The most common scenario I have seen is to use a single SQL account with the permissions set to what is required by the application. This account is used by all application calls. Then when people require access over the database via query tools or such a separate Group is created with the query access and people are given access to that group.
The other scenario I have seen is to use complete Windows Authentication End to End. So the users themselves are added to groups which have all the permissions set so the user is able to update and change outside the parameters of the application. This normally involves securing people down to the appropriate stored procedures so they aren't updating the tables directly.
The first scenario seems relatively easily to maintain but raises concerns if there is a security hole in the application then the whole database is compromised.
The second scenario seems more secure but has the opposite concern of having to much business logic in stored procedures on the database. This seems to limit the use of the some really cool technologies like Nhibernate and LINQ. However in this day and age where people can use data in so many different ways we don't foresee e.g. mash-ups etc is this the best approach.

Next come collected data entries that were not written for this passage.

PR #5571, opened 2025-08-14
smtpclient and others: Fix smtp typos

wolfsage:
And fix vacation_multiple test which relied on that typo to not fail. Without an smtp daemon running it was logging two messages about smtpclient, but one of them was spelled wrong so the test never picked up on it.


elliefm (approved):
yikes, good catch

PR #5575, opened 2025-08-15
IMAP: use jmap_set_*id() functions rather than building ids "by hand"

ksmurchison:


imap/imapd.c
```diff
@@ -7382,7 +7383,7 @@ static void cmd_create(char *tag, char *name, struct dlist *extargs, int localon
     }
 
     /* Close newly created mailbox before writing annotations */
-    struct conversations_state *cstate = mailbox_get_cstate(mailbox);
+    struct conversations_state *cstate = mailbox_get_cstate(mailbox);
```
elliefm: nit: trailing space added

elliefm (commented):
I think this might not build with --disable-jmap (I think jmap_util won't be available?). But I just found that the master branch doesn't build like that either.

imap/statuscache_db.c
```diff
@@ -433,8 +434,8 @@ HIDDEN void status_fill_mailbox(struct mailbox *mailbox, struct statusdata *sdat
 {
     assert(mailbox);
     assert(sdata);
-    static char static_uniqueid[101];
-    static char static_mailboxid[101];
+    static char static_uniqueid[UUID_STR_LEN];
```
wolfsage, line 437: Huh. Why was this using such big buffers before?

imap/index.c
```diff
@@ -313,12 +313,14 @@ EXPORTED int index_open_mailbox(struct mailbox *mailbox, struct index_init *init
     int r;
     struct index_state *state = xzmalloc(sizeof(struct index_state));
     struct conversations_state *cstate = mailbox_get_cstate(mailbox);
+    char *mailboxid = xzmalloc(JMAP_MAX_MAILBOXID_SIZE);
```
rsto: Why allocate and assign a local variable here, rather than allocating and assigning it to `state->mailboxid` directly? Or could `struct index_state` even get a `char mailboxid[JMAP_MAX_MAILBOXID_SIZE]` field, avoiding the allocations at all?

imap/imapd.c
```diff
@@ -5810,7 +5811,7 @@ static int parse_fetch_args(const char *tag, const char *cmd,
         fa->authstate = imapd_authstate;
     }
     if (config_getswitch(IMAPOPT_CONVERSATIONS)
-        && (fa->fetchitems & (FETCH_MAILBOXIDS|FETCH_MAILBOXES))) {
+        && (fa->fetchitems & (FETCH_MAILBOXIDS|FETCH_MAILBOXES|FETCH_EMAILID|FETCH_THREADID))) {
```
rsto, line 5814: This looks like a functional change but the commit message suggests it's just internal code that gets refactored. I guess this commit should have been split into the part that only sets mailboxid differently, then another commit add these two new `FETCH` fields. But since this PR is approved already, let's just go with it as-is.

imap/statuscache_db.c
ksmurchison: I don't know.  That code predates compact objectids, where I added the size macros

imap/imapd.c
ksmurchison: Fixed

imap/index.c
ksmurchison: Assigned it directly

imap/imapd.c
ksmurchison: Its not a functional change.  We already have these fetch fields, this just preloads conv state when these fields are requested, so we know whether to return new/old ids.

Dale - That's it exactly. If you want to provide access to the underlying data store to those users then do it via services. And in my experience, it is those experienced computer users coming out of Uni/College that damage things the most. As the saying goes, they know just enough to be dangerous.

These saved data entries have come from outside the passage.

PR #5582, opened 2025-08-19
imapd.c: unconditionally reject bare LF and NUL bytes in APPEND

rsto:
This refactors message_copy_strict to always reject bare newlines and zero bytes. Before, the boolean `allow_null` argument allowed to leniently accept such data if the data was uploaded in an UTF-8 literal or as a binary literal.

Any other invocation of message_copy_strict already had disabled the `allow_null` argument. Now APPEND unconditially does, too.


rsto:
So, CI fails because it expects us to accept NUL bytes.

We can tweak this patch to only reject bare LFs, but the way we currently deal with NUL bytes regardless looks wrong: We accept NUL on ingest and then don't deal with it properly on read. We should either reject NUL in APPEND (as RFC 3516 allows us to), or rewrite the CTE of the data (as RFC 3516 seemingly allows us to, too. But didn't we conclude that rewriting data during ingest is bad?), or we keep accepting NUL as-is but then have to deal with the fallout. Thoughts?

PR #5583, opened 2025-08-19
jmap_contact.c: use compactids for AddressBooks

ksmurchison:


imap/jmap_api.c
```diff
@@ -2254,7 +2254,10 @@ HIDDEN json_t *jmap_copy_reply(struct jmap_copy *copy)
 
 /* Foo/query */
 
-HIDDEN jmap_filter *jmap_buildfilter(json_t *arg, jmap_buildfilter_cb *parse)
+HIDDEN jmap_filter *jmap_buildfilter(jmap_req_t *req,
```
rsto: Why not plumb `req` through in `rock` in those callbacks that actually need it?

ksmurchison: Yeah, I can do that

rsto (approved):

wolfsage (changes requested):
I need more brain for this (later this week perhaps), but looking at tests and trying something I noticed that if you create a ContactCard and don't specify an addressBookIds, the created response includes this:
```
            "addressBookIds": {
              "Default": true
            },
```

while a subsequent get of the contact card has:
```
            "addressBookIds": {
              "R0k": true
            }

```

The data in the /set created response looks wrong

ksmurchison:
> I need more brain for this (later this week perhaps), but looking at tests and trying something I noticed that if you create a ContactCard and don't specify an addressBookIds, the created response includes this:
> 
> ```
>             "addressBookIds": {
>               "Default": true
>             },
> ```
> 
> while a subsequent get of the contact card has:
> 
> ```
>             "addressBookIds": {
>               "R0k": true
>             }
> ```
> 
> The data in the /set created response looks wrong

Yep.  Good catch

wolfsage:
As far as eyeballing goes everything but the final commit (xxxContactCardId - I did not review because I believe this is all in flux) looks good to me. It'd be nice to get @brong eyes on it thought

imap/carddav_db.c
```diff
@@ -663,47 +694,41 @@ EXPORTED strarray_t *carddav_getuid2groups(struct carddav_db *carddavdb,
...
+                                       const char *vcard_uid, unsigned kind,
+                                       const mbentry_t *othermb)
 {
     int r = 0;
     int isshared = 0;
-    if (!strncmpsafe(group, "shared/", 7)) {
+    if (!strncmpsafe(vcard_uid, "shared/", 7)) {
         assert(!mbentry); // no mailbox filter on shared groups
         if (!carddavdb->db->attached) return NULL;
-        if (!*group) return NULL; // can't just be "shared/"
```
brong, line 704: looks like a bug was fixed here too!

imap/jmap_util.c
```diff
@@ -1346,6 +1346,38 @@ EXPORTED void jmap_set_threadid(struct conversations_state *cstate,
...
+    if (USER_COMPACT_EMAILIDS(cstate)) {
+        strlcpy(abookid, mbentry->jmapid, JMAP_MAX_ADDRBOOKID_SIZE);
+        // replace MAILBOXID prefix with ADDRBOOK prefix
+        abookid[0] = JMAP_ADDRBOOKID_PREFIX;
+    }
+    else {
+        // last segment of mailbox name
+        mbname_t *mbname = mbname_from_intname(mbentry->name);
+        const strarray_t *boxes = mbname_boxes(mbname);
+        const char *id = strarray_nth(boxes, boxes->count-1);
```
brong: This could just be `strarray_nth(boxes, -1)` - it does negative indexing like Perl does

imap/mboxlist.c
```diff
@@ -1106,6 +1106,7 @@ EXPORTED int mboxlist_lookup_by_jmapid(const char *inboxid, const char *jmapid,
 
     if (entryptr) {
         *entryptr = entry;
+        if (!entry->jmapid) entry->jmapid = xstrdup(jmapid);
```
brong, line 1110: Is this possible?  I can't see this being WRONG, but what entries will be found with `lookup_by_jmapid` but then not have a jmapid?

cassandane/tiny-tests/JMAPEmail/email_query_fromcontactcarduid_shared
```diff
@@ -0,0 +1,143 @@
...
+        }, 'R1']
+    ], $using);
+    $self->assert_num_equals(3, scalar @{$res->[0][1]{ids}});
+    my $emailIds = $res->[0][1]{ids};
+
+    xlog "Assert Email/query";
+    $res = $jmap->CallMethods([
+        ['Email/query', {
+            filter => {
+                fromContactCardUid => "shared/$contactUid",
```
rjbs: This `shared/` is bogus.  The spec (text of CYR-2203) just says "look in all AddressBooks visible to the user".  Putting "shared/" on the front shouldn't be needed, and creates ambiguity.  (Imagine the joker who creates a card with the uid "shared/foo"!)

ksmurchison: Fixed

imap/mboxlist.c
ksmurchison: We are looking up an entry by its J key, but the entry value might not actually include the jmapid

imap/jmap_util.c
ksmurchison: Fixed

PR #5584, opened 2025-08-20
cass: Add ContactCard test showing adding a member to an empty group …

wolfsage:
…crashes

I've seen crashes after adding a contact to an empty group after removing all previous contacts, but this test is actually triggering the crash on the *first* add, which surprised me...


wolfsage:
This was pulled into https://github.com/cyrusimap/cyrus-imapd/pull/5596/files

PR #5585, opened 2025-08-20
make OpenSSL mandatory

elliefm:
**Reviewers:** the repetitive noise is bundled up in the "various: remove ssl conditionalisation" commit; the interesting parts have their own commits.

This removes the `--with-openssl` configure option and all cruft associated with it.  OpenSSL is now required, and is detected exclusively using pkg-config.


wolfsage:
This seems right.

The change suggests that --with-openssl=/path/to/some/specific/ver used to work, but we're ripping out --with-openssl. Do we need to document how to specify a specific installation of openssl going forward or is that "common knowledge of using pkg-config"?

elliefm:
Oh, here is where I read that linking against multiple versions of OpenSSL can cause problems: https://www.cyrusimap.org/imap/reference/faqs/install-linkerwarnings.html

elliefm:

If they want to automate part of their job, and they can display they have the requisite knowledge, then go ahead, grant their domain account access to the backend. That way anything they do via their little VBA automation is tied to their account and you know exactly who to go look at when the data gets hosed.
My basic point is that the database is the proverbial holy grail of the application. You want as few fingers in that particular pie as possible.
As a consultant, whenever I hear that someone has allowed normal users into the database, my eyes light up because I know it's going to end up being a big paycheck for me when I get called to fix it.
Personally, I don't want normal end users in the database. For an intranet application (especially one which resides on a Domain) I would provide a single account for application access to the database which only has those rights which are needed for the application to function.
Access to the application would then be controlled via the user's domain account (turn off anonymous access in IIS, etc.).
IF a user needs, and can justify, direct access to the database, then their domain account would be given access to the database, and they can log into the DBMS using the appropriate tools.
I've been responsible for developing several internal web applications over the past year.
Our solution was using Windows Authentication (Active Directory or LDAP).
Our purpose was merely to allow a simple login using an existing company ID/password. We also wanted to make sure that the existing department would still be responsible for verifying and managing access permissions.
While I can't answer the argument concerning Nhibernate or LINQ, unless you have a specific killer feature these things can implement, Active Directory or LDAP are simple enough to implement and maintain that it's worth trying.
I agree with Stephen Wrighton. Domain security is the way to go. If you would like to use mashups and what-not, you can expose parts of the database via a machine-readable RESTful interface. SubSonic has one built in.
Stephen - Keeping normal end users out of the database is nice but I am wondering if in this day and age with so many experienced computer users coming out of University / College if this the right path. If someone wants to automate part of their job which includes a VBA update to a database which I allow them to do via the normal application are we losing gains by restricting their access in this way.
I guess the other path implied here is you could open up the Application via services and then secure those services via groups and still keep the users separated from the database.
Then via delegation you can allow departments to control access to their own accounts via the groups as per Jonathan's post.